# What is required
Among the entries, which lines carry the string "return"? Copy each of them.

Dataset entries
Issue #4304, opened 2022-10-14
Bug: Sam sync adds an extra nodejs directory to the path of the lambda layer


RobertMarton1985:
### Description:
We have a sam project with lambda functions and layers written in nodejs14.x.
We are currently working on using sam sync to speed up development. When we start the project with sam sync it starts properly but the lambdas fail to use the functions provided in the layers.
We started investigating the issue and downloaded the layer's code with the following command:
aws lambda get-layer-version --layer-name #LAYER_NAME# --version-number #LAYER_VERSION# --query Content.Location --output text

It turned out that when we use sam sync it adds an extra nodejs directory into the path of the layer.
Layer content when deployed with sam deploy:
layer.zip/nodejs/node_modules/...

Layer content when deployed with sam sync:
layer.zip/nodejs/nodejs/node_modules/...

### Steps to reproduce:
Create a layer with AWS::Serverless::LayerVersion and set the ContentUri to a local folder

### Observed result:
sam sync adds an extra nodejs directory to the path of a nodejs14.x lambda layer

### Expected result:
sam sync should create the same layer as sam deploy.

### Additional environment details (Ex: Windows, Mac, Amazon Linux etc)

1. OS: Windows 10
2. `sam --version`: SAM CLI, version 1.60.0
3. AWS region: eu-west-1

lucashuy:
Hi thanks for raising this issue! Can you provide snippet of your template with the `AWS::Serverless::LayerVersion` resource while we investigate?

RobertMarton1985:
This is the problematic Layer:

```yaml
  DummyLayer:
    Type: AWS::Serverless::LayerVersion
    Properties:
      LayerName: dummy-layer
      Description: Dummy functions
      ContentUri: src/common/dummy/
    Metadata:
      BuildMethod: nodejs14.x
```

We don't build the layer, but if the Metadata part is not there then sam sync throws an error even though it should be optional:

`
Syncing Layer DummyLayer...
Layer <samcli.lib.providers.sam_function_provider.SamFunctionProvider object at 0x000002026967FD90> is missing BuildMethod Metadata.
Code sync encountered an error.
Traceback (most recent call last):
  File "C:\Program Files\Amazon\AWSSAMCLI\runtime\lib\site-packages\samcli\lib\sync\sync_flow_executor.py", line 342, in _sync_flow_execute_wrapper
    dependent_sync_flows = sync_flow.execute()
[...]

PR #4651, opened 2023-02-01
fix: handle special cases for layer sync

mndeveci:
#4304

If a layer resource doesn't have `BuildMethod` or marked with `SkipBuild: True`, SAM CLI should skip build step and directly zip contents of the target folder. 

By checking layer details and assigning different sync flows depending on the layer details.

N/A

#### Mandatory Checklist

- [x] Write/update unit tests
- [x] `make pr` passes
- [ ] Write documentation


samcli/lib/sync/flows/layer_sync_flow.py
```diff
@@ -258,6 +259,30 @@ def _get_dependent_functions(self) -> List[Function]:
         return dependent_functions
 
 
+class LayerSyncFlowSkipBuildDirectory(LayerSyncFlow):
+    """
+    LayerSyncFlow special implementation that will skip build step and zip contents of CodeUri
+    """
+
+    def gather_resources(self) -> None:
+        zip_file_path = os.path.join(tempfile.gettempdir(), f"data-{uuid.uuid4().hex}")
```
mildaniel, line 268: nit: Should we try use `Pathlib` where we can instead of `os.path`?

samcli/lib/sync/sync_flow_factory.py
```diff
@@ -170,8 +175,26 @@ def _create_lambda_flow(
...
+        self, resource_identifier: ResourceIdentifier, resource: Dict[str, Any]
+    ) -> Optional[SyncFlow]:
+        layer = self._build_context.layer_provider.get(str(resource_identifier))
+        if not layer:
+            LOG.warning("Can't find layer resource with %s logical id", str(resource_identifier))
+            return None
+        layer_sync_flow_type = LayerSyncFlow
+
+        if not layer.build_method or layer.skip_build:
+            LOG.debug("Creating LayerSyncFlowNoBuildDirectory for %s resource", resource_identifier)
```
mildaniel, line 188: nit: Should this be moved inside the condition below?

mildaniel (approved):

samcli/lib/sync/flows/layer_sync_flow.py
mndeveci: We could, but I just wanted to follow what we already have in this file. We could do it in another PR for refactoring purposes.

samcli/commands/build/build_context.py
```diff
@@ -591,7 +591,7 @@ def _collect_single_function_and_dependent_layers(
             return
 
         resource_collector.add_function(function)
-        resource_collector.add_layers([l for l in function.layers if l.build_method is not None and not l.skip_build])
+        resource_collector.add_layers([l for l in function.layers if BuildContext.is_layer_buildable(l)])
```
jfuss, line 594: Interesting. I wonder if there was a specific reason for this. Also looks like the `function` part doesn't filter. I assume that is likely a bug? If so, just want to note it for us to fix later (outside this pr).

samcli/lib/sync/flows/layer_sync_flow.py
```diff
@@ -258,6 +259,30 @@ def _get_dependent_functions(self) -> List[Function]:
...
+        self._local_sha = file_checksum(cast(str, self._zip_file), hashlib.sha256())
+
+
+class LayerSyncFlowSkipBuildZipFile(LayerSyncFlow):
+    """
+    LayerSyncFlow special implementation, that will skip build and upload zip file which is defined in CodeUri directly
+    """
+
+    def gather_resources(self) -> None:
+        self._zip_file = os.path.join(tempfile.gettempdir(), f"data-{uuid.uuid4().hex}")
```
jfuss, line 280: How are we cleaning up these temp dirs for this?

samcli/lib/sync/sync_flow_factory.py
```diff
@@ -170,14 +175,45 @@ def _create_lambda_flow(
...
+                str(resource_identifier),
+                self._build_context,
+                self._deploy_context,
+                self._physical_id_mapping,
+                self._stacks,
+            )
+
+        if is_zip_file(layer.codeuri):
+            LOG.debug("Creating LayerSyncFlowSkipBuildZipFile for '%s' resource", resource_identifier)
+            return LayerSyncFlowSkipBuildZipFile(
```
jfuss, line 207: Nit: This is how I read the name, which led to some confusion on my end. LayerSyncFlow + SkipBuild + Zip + File. Reading it this way, made me think we were zipping the file/folder but doesn't seem like that is the ended thing. Maybe we should rename or add in some "_" to signal to the reader the right thing from the name?

jfuss (changes requested):
No integration tests?

samcli/lib/sync/flows/layer_sync_flow.py
mndeveci: It is cleaned up here in parent class: https://github.com/aws/aws-sam-cli/blob/develop/samcli/lib/sync/flows/layer_sync_flow.py#L98

samcli/commands/build/build_context.py
mndeveci: I am not sure. Existing logic was pretty same with `is_layer_buildable`. Only difference is, `is_layer_buildable` additionally checks if `codeuri` of the layer points to a ZIP file or not.

For function collection part, even if function is set `SkipBuild: True`, then running `sam build {logical-id}` will build the function. But if you run `sam build` to build entire stack, it will skip that function to build. So it feels like this is not the expected behavior.

samcli/lib/sync/sync_flow_factory.py
mndeveci: Naming is hard and I am also not very happy with these names, open for any suggestion.

jfuss (approved):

# Task solution
         return dependent_functions
+            return None
             return
+            return LayerSyncFlowSkipBuildZipFile(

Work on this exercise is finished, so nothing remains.